European Central Bank – annual report 2024
The European Parliament adopted 378 votes to 233, with 26 abstentions, a resolution on the European Central Bank annual report 2024.
According to the Eurosystem staff macroeconomic projections for the euro area, harmonised index of consumer prices (HICP) inflation reached a level of 2.4 % in the euro area in December 2024 should decline to 2.1 % in 2025, 1.9 % in 2026, and to increase to 2.1 % in 2027. The ECBs primary objective is to maintain price stability, which it has defined as a level of inflation of 2 % over the medium term.
General overview
While welcoming the role played by the ECB in safeguarding monetary and financial stability and in maintaining price stability in the euro area, Members stressed that the ECBs independence is vital for fulfilling its mandate, contributing to economic growth, competitiveness, and job creation while refraining from taking political action. The report invited the ECB and the European Parliament to make full use of the accountability and transparency arrangements while preserving the ECBs independence. The resolution invited the ECB and the European Parliament to make full use of the accountability and transparency arrangements while preserving the ECBs independence.
Inflation triggered a cost of living crisis for EU citizens. Members emphasised therefore the imperative of reducing inflation to its target rate of 2 %. High inflation levels disproportionally affect lower-income households that spend a higher proportion of their budget on necessities. Bringing headline inflation back down to their target levels is therefore also important to maintaining social cohesion.
While keeping interest rates too high could harm economic growth, Parliament called on the ECB not to lower interest rates too quickly and assess the impact of interest rate changes on different economic sectors, among them capital-intensive sectors.
Members acknowledged that monetary policy measures since the inflation crisis, driven by rising energy costs, have helped control inflation while preventing severe economic downturns. They stressed the need for adequate implementation of the new fiscal framework to ensure the credibility of fiscal policies at the level of the economic and monetary union.
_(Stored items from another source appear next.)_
PR #378, opened 2021-07-28
build: Use pkg-config to handle river protocols

novakne:
- Install river-layout-v3 in `$prefix/share/river-protocols/`
- Create `river-protocols.pc` in `zig-cache/` and install it in `$prefix/share/pkgconfig/`

Now for example in a 3rd party program you could use:
```zig
const std = @import("std");
const Builder = @import("std").build.Builder;

const ScanProtocolsStep = @import("deps/zig-wayland/build.zig").ScanProtocolsStep;

pub fn build(b: *Builder) !void {
    [...]
    
    const protocol_path = std.mem.trim(u8, b.exec(
        &[_][]const u8{ "pkg-config", "--variable=pkgdatadir", "river-protocols" },
    ) catch unreachable, &std.ascii.spaces);
    const layout_protocol = try std.fs.path.join(b.allocator, &[_][]const u8{protocol_path, "river-layout-v3.xml"});
    scanner.addProtocolPath(layout_protocol);
    
    [...]
}
```

I'm not sure about the version @ifreund, so tell me if you want something else

### DIFF
--- a/build.zig
+++ b/build.zig
@@ -124,7 +124,26 @@ pub fn build(b: *zbs.Builder) !void {
         rivertile.install();
     }
 
-    b.installFile("protocol/river-layout-v3.xml", "share/river/river-layout-v3.xml");
+    {
+        const file = try fs.path.join(b.allocator, &[_][]const u8{ b.cache_root, "river-protocols.pc" });
+        const pkgconfig_file = try std.fs.cwd().createFile(file, .{});
+
+        const writer = pkgconfig_file.writer();
+        try writer.print(
+            \\prefix={s}
+            \\datadir=${{prefix}}/share
+            \\pkgdatadir=${{datadir}}/river-protocols
+            \\
+            \\Name: river-protocols
+            \\URL: https://github.com/ifreund/river
+            \\Description: protocol files for the river wayland compositor
+            \\Version: {s}
+        , .{ b.install_prefix, full_version });
+        defer pkgconfig_file.close();
+
+        b.installFile("protocol/river-layout-v3.xml", "share/river-protocols/river-layout-v3.xml");
+        b.installFile(file, "share/pkgconfig/river-protocols.pc");
+    }
 
     if (man_pages) {
         const scdoc_step = ScdocStep.create(b);


novakne:
I just thought about this, maybe you want to use stable/unstable/staging folder?

build.zig
```diff
@@ -156,6 +166,19 @@ pub fn build(b: *zbs.Builder) !void {
...
+fn writePkgconfigFile(writer: anytype, prefix: []const u8) !void {
+    try writer.print(
+        \\prefix={s}
+        \\datarootdir=${{prefix}}/share
+        \\pkgdatadir=${{datarootdir}}/river-protocols
+        \\
+        \\Name: River Protocols
+        \\URL: https://github.com/ifreund/river
+        \\Description: River protocol files
+        \\Version: 0.1.0
```
ifreund, line 178: why don't we use the `full_version` here?

build.zig
```diff
@@ -156,6 +166,19 @@ pub fn build(b: *zbs.Builder) !void {
     }
 }
 
+fn writePkgconfigFile(writer: anytype, prefix: []const u8) !void {
+    try writer.print(
+        \\prefix={s}
+        \\datarootdir=${{prefix}}/share
+        \\pkgdatadir=${{datarootdir}}/river-protocols
```
ifreund, line 173: the wayland protocols pkg config file does
```
pkgdatadir=${pc_sysrootdir}${datarootdir}/wayland-protocols
```
What's the difference here?

build.zig
```diff
@@ -124,7 +124,17 @@ pub fn build(b: *zbs.Builder) !void {
...
+    {
+        const file = try fs.path.join(b.allocator, &[_][]const u8{ b.cache_root, "river-protocols.pc" });
+        const pkgconfig_file = try std.fs.cwd().createFile(file, .{});
+
+        const writer = pkgconfig_file.writer();
+        try writePkgconfigFile(writer, b.install_prefix);
+        defer pkgconfig_file.close();
+
+        b.installFile("protocol/river-layout-v3.xml", "share/river-protocols/river-layout-v3.xml");
+        b.installFile(file, "lib/pkgconfig/river-protocols.pc");
```
ifreund, line 136: wayland-protocols puts this in `$PREFIX/share/pkgconfig/`, maybe we should do the same?

ifreund:
> I just thought about this, maybe you want to use stable/unstable/staging folder?

Sure, let's follow `wayland-protocols` and put `river-layout-v3` in staging for now. Then protocol stability is de-coupled from river's releases.

build.zig
novakne: Oh right of course, I hadn't thought about it

build.zig
novakne: Wayland protocols use some variables from meson see https://gitlab.freedesktop.org/wayland/wayland-protocols/-/blob/main/meson.build#L88 and also see this commit message https://gitlab.freedesktop.org/wayland/wayland-protocols/-/commit/1ad48a50a45b4a4dbc84d9e85ea49311bb864629

So to be honest  I'm not sure if we need an hack like this or not, pkg-config documentation use variable like I did

build.zig
novakne: pkg-config man page say they are both correct, I personally have `~/.local/lib/pkgconfig` in my $PKG_CONFIG_PATH` so that's why and looks like most packages I have use `lib`

build.zig
ifreund: I was more talking about the `pc_sysrootdir` present in the wayland protocols .pc file but not here. If I understand correctly, that's required for `PKG_CONFIG_SYSROOT_DIR` to work. It seems to me that wayland-protocols does this wrong though and it should be used to define the `prefix` variable with
```
prefix=${{pc_sysrootdir}}/{s}
```

We don't need the `datarootdir` hack from wayland-protocols as we don't and never will use autotools, let's switch to the more standard `datadir`.

build.zig
ifreund: I suspect most packages use `lib` because they are using their `.pc` file to give information about files they have installed in `lib` while `wayland-protocols` and we don't install anything to `lib`, only to `share`.

novakne: From the man page "the default is `libdir/pkgconfig:datadir/pkgconfig`" so maybe they just put it in the first one, anyway if you prefer share I'll use share, no problem

build.zig
novakne: Hmm yeah you're right I misunderstood that, so do we use
```
        \\prefix=${{pc_sysrootdir}}/{s}
        \\datadir=${{prefix}}/share
        \\pkgdatadir=${{datadir}}/river-protocols
```
or  just
```
        \\prefix=${{pc_sysrootdir}}/{s}
        \\datadir=${{prefix}}/share/river-protocols
```

ifreund: You know what, grepping around my system almost nothing seems to use `pc_sysrootdir`. Let's just leave it out unless someone complains. I think this should be good:
```
        \\prefix={s}
        \\datadir=${{prefix}}/share
        \\pkgdatadir=${{datadir}}/river-protocols

```

build.zig
ifreund: cool, let's go with share then.

build.zig
novakne: Same, only python use it IIRC

novakne:
Should be all good

novakne:
@ifreund btw do the example I wrote in the first post looks good to you or is there a better way? That's what I tried with rivercarro. It works but maybe it could be better

build.zig
```diff
@@ -124,7 +124,17 @@ pub fn build(b: *zbs.Builder) !void {
...
-    b.installFile("protocol/river-layout-v3.xml", "share/river/river-layout-v3.xml");
+    {
+        const file = try fs.path.join(b.allocator, &[_][]const u8{ b.cache_root, "river-protocols.pc" });
+        const pkgconfig_file = try std.fs.cwd().createFile(file, .{});
+
+        const writer = pkgconfig_file.writer();
+        try writePkgconfigFile(writer, b.install_prefix, full_version);
+        defer pkgconfig_file.close();
+
+        b.installFile("protocol/river-layout-v3.xml", "share/river-protocols/staging/river-layout-v3.xml");
```
ifreund, line 135: After thinking about this a bit more, I don't think I want to make the distinction between stable/staging protocols. I never intend to say that river will avoid all breaking changes until the end of time, and the same goes for river's protocols. Things will get highly stable eventually, but set in stone with no chance to fix mistakes.

build.zig
```diff
@@ -156,6 +166,19 @@ pub fn build(b: *zbs.Builder) !void {
     }
 }
 
+fn writePkgconfigFile(writer: anytype, prefix: []const u8, v: []const u8) !void {
+    try writer.print(
+        \\prefix={s}
+        \\datadir=${{prefix}}/share
+        \\pkgdatadir=${{datadir}}/river-protocols
+        \\
+        \\Name: River Protocols
```
ifreund, line 175:
```diff
-        \\Name: River Protocols
+        \\Name: river-protocols
```

build.zig
```diff
@@ -156,6 +166,19 @@ pub fn build(b: *zbs.Builder) !void {
...
+        \\URL: https://github.com/ifreund/river
+        \\Description: River protocol files
```
ifreund, line 177:
```diff
-         \\Description: River protocol files
+         \\Description: protocol files for the river wayland compositor
```

build.zig
```diff
@@ -156,6 +166,19 @@ pub fn build(b: *zbs.Builder) !void {
     }
 }
 
+fn writePkgconfigFile(writer: anytype, prefix: []const u8, v: []const u8) !void {
```
ifreund, line 169: I don't think splitting this out into a function really makes sense, it's only used in one place.

ifreund (commented):
Cool, just a couple of minor tweaks then this is good to go!

build.zig
novakne: So you want a `stable` folder or just no folder, everything in river-protocols?

ifreund: Just no folder, everything in `share/river-protocols`

build.zig
novakne: Yes you're right, it was because my first version when I was testing was different and need a function but now it doesn't makes sense

ifreund:
> @ifreund btw do the example I wrote in the first post looks good to you or is there a better way? That's what I tried with rivercarro. It works but maybe it could be better

That seems fine, though you could use `try b.exec()` instead of `catch unreachable`.

novakne:
Allright clean and ready IMO

> That seems fine, though you could use `try b.exec()` instead of `catch unreachable`.
> 
> I think the build system will need some kind of shell like dsl to make stuff like this easier at some point.

Thank you! It would be great yeah

ifreund (approved):
LGTM, Thanks!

Prudent fiscal policies by the Member States can complement the ECBs efforts to keep inflation low and thereby protect incomes. Addressing excessive public deficit and debt levels is crucial to maintaining a stable economy, sustainable growth and to having the policy space available for governments to respond to adverse shocks.
Monetary policy
Members welcomed that headline inflation has reduced from a peak of 10.6% in October 2022 to 2.2% in November 2024, and core inflation from 7.6% in March 2023 to 2.7% in November 2024. However, concerns remain about persistently high core inflation and its potential impact on overall inflation.
Members stressed that supply shocks, primarily originating from external sources, were among the key drivers of the inflation surges. They recognised that monetary policy has a more direct effect on inflation levels when it stems primarily from demand factors rather than supply factors. Moreover, they invited the ECB to continue reviewing and improving its models and their role in its policymaking in light of the subpar performance of the models in recent years, in order to learn from previous crises, particularly to better distinguish between demand-driven and supply-side sources of inflation.
The resolution highlighted that economic supply shocks can arise from many sources, among others geopolitical events, climate-related or natural disasters and cyberattacks. It stressed that the inclusion of owner-occupied housing (OOH) in the HICP is desirable for reasons of both representativeness and comparability across countries in the euro area.
The ECB has been reducing its asset purchase programmes to balance market liquidity and levels of inflation. The report underlined that interest on commercial banks holdings of bank reserves resulted in the Eurosystem paying more than EUR 120 billion interest to credit institutions in 2023, amounting to at least 0.8 % of euro area GDP. It asked the ECB to mitigate this issue.
Moreover, the resolution stressed that diverging interest rates in the euro area are in the absence of any serious financial disturbances generally the result of different risk premiums on government bonds reflecting, among other factors, different approaches to fiscal policy. Member States are called on to conduct responsible fiscal policies and ensure sustainable debt levels, thereby ensuring their resilience against current and future shocks.
Digital euro
Noting that the ECBs progress, Parliament underscored that any digital euro should deliver clear added value to European citizens. This initiative has clear benefits, including increased strategic autonomy in payments, increased competition in the retail payments market and improved financial inclusion. However, Members reiterated that cash should remain widely available and accessible at all times in order to ensure a plurality of means of payment.
Secondary objectives
Members underlined that a strengthened international role of the euro would lead to lower interest rates in the euro area, increased status for the EU on the international stage and enhanced macroeconomic stability. They called on the ECB to look into strengthening the international role of the euro with a view to enhancing its attractiveness as a reserve currency and support market-driven shifts in this direction.
Parliament recalled that, without prejudice to the ECBs primary mandate, the Treaties require it to support the general economic policies of the Union. It called on the ECB to adhere to its mandate when interpreting or acting upon its secondary objectives. It considered that that maintaining price stability and stable macroeconomic conditions is conducive to creating the right conditions for the implementation of the EUs general economic policy objectives.